Lines of the material that include the word "setRequestURLForLoadBalancedBackend" are to be counted; only their number should be given.

-- -- --

PR #2652, opened 2023-10-05
proxy: refactor loadbalanced endpoint selection

AlexanderYastrebov:
Rename setRequestURLForLoadBalancedBackend to selectEndpoint and move loadbalancing context creation inside

Followup on #2648

### DIFF
--- a/proxy/proxy.go
+++ b/proxy/proxy.go
@@ -468,10 +468,18 @@ func setRequestURLForDynamicBackend(u *url.URL, stateBag map[string]interface{})
 	}
 }
 
-func setRequestURLForLoadBalancedBackend(u *url.URL, rt *routing.Route, lbctx *routing.LBContext) *routing.LBEndpoint {
+func selectEndpoint(ctx *context, registry *routing.EndpointRegistry) *routing.LBEndpoint {
+	rt := ctx.route
+
+	lbctx := &routing.LBContext{
+		Request:     ctx.request,
+		Route:       rt,
+		LBEndpoints: rt.LBEndpoints,
+		Params:      ctx.StateBag(),
+		Registry:    registry,
+	}
 	e := rt.LBAlgorithm.Apply(lbctx)
-	u.Scheme = e.Scheme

-- -- --

RESPONSE: 2